-- Dataset excerpts follows --
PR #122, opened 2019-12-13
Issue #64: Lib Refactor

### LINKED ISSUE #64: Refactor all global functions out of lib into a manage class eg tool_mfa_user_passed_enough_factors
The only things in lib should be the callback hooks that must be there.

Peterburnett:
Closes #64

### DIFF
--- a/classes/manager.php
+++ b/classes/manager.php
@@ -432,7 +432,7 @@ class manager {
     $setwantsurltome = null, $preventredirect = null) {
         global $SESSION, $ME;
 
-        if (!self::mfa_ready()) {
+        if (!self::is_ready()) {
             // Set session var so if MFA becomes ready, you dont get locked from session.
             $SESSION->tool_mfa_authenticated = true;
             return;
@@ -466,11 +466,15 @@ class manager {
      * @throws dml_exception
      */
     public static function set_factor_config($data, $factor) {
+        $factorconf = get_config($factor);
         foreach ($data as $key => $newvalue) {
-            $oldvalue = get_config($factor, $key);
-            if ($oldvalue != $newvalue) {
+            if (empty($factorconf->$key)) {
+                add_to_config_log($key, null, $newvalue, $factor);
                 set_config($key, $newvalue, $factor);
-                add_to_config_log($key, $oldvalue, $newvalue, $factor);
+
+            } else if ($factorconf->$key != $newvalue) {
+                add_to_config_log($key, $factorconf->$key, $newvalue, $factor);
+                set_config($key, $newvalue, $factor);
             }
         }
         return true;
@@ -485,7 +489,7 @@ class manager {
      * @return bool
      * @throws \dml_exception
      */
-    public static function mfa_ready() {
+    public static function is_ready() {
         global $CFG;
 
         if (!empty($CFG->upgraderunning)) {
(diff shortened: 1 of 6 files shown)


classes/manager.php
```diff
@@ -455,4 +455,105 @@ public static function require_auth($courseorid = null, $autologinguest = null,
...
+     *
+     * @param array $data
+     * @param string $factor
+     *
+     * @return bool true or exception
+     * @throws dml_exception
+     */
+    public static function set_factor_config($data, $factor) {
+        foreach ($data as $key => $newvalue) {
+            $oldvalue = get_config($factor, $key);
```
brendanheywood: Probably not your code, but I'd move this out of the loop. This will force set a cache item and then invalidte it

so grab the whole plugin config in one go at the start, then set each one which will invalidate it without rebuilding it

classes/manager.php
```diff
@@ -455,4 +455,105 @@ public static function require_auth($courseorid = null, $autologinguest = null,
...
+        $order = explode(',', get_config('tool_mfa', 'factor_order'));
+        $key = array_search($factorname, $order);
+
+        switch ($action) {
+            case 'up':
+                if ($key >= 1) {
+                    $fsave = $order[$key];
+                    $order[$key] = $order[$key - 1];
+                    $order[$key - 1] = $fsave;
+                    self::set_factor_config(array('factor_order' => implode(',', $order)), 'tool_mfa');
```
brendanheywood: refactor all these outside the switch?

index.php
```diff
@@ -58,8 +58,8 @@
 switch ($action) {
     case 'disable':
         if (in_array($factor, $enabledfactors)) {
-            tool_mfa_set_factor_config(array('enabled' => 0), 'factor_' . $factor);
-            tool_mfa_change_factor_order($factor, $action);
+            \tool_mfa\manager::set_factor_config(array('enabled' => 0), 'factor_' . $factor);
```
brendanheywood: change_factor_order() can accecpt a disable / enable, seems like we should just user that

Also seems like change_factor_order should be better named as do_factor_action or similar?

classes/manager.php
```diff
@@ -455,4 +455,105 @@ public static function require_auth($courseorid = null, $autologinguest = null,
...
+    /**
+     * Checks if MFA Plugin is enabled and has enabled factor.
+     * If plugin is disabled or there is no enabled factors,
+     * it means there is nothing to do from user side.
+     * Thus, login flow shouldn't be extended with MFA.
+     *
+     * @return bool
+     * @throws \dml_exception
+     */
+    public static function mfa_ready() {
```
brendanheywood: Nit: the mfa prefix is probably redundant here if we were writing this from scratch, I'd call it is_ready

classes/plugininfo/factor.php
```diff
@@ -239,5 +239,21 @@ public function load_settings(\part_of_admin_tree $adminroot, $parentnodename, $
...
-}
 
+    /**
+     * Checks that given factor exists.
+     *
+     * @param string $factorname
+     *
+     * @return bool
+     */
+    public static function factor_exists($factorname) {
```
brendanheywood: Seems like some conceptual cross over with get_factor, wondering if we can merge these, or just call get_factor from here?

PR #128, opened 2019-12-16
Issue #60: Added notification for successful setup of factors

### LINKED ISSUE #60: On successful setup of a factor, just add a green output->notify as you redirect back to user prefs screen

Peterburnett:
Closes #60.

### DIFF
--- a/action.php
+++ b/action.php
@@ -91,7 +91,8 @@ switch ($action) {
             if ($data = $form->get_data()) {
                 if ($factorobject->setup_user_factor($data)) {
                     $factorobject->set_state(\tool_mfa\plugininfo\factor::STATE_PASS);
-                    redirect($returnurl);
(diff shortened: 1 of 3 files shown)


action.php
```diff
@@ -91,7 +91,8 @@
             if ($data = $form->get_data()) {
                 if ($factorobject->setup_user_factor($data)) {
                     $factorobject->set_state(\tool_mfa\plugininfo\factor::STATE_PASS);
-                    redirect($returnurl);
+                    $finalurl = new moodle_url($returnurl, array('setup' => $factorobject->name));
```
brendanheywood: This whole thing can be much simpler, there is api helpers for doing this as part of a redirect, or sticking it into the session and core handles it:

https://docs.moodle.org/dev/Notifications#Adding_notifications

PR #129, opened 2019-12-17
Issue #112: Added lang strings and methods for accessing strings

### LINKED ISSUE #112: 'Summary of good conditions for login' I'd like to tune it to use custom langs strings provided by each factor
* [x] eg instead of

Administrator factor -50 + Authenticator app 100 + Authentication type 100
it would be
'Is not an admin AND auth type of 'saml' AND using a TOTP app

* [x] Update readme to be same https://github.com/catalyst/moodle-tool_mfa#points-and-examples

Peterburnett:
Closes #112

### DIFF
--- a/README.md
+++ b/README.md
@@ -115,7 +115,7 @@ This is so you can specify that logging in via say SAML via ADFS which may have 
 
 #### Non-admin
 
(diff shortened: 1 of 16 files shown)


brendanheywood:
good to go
-- Dataset excerpts concluded --
What is being asked
Go through the entries and copy each line holding the string "will".

Expected answer
brendanheywood: Probably not your code, but I'd move this out of the loop. This will force set a cache item and then invalidte it
so grab the whole plugin config in one go at the start, then set each one which will invalidate it without rebuilding it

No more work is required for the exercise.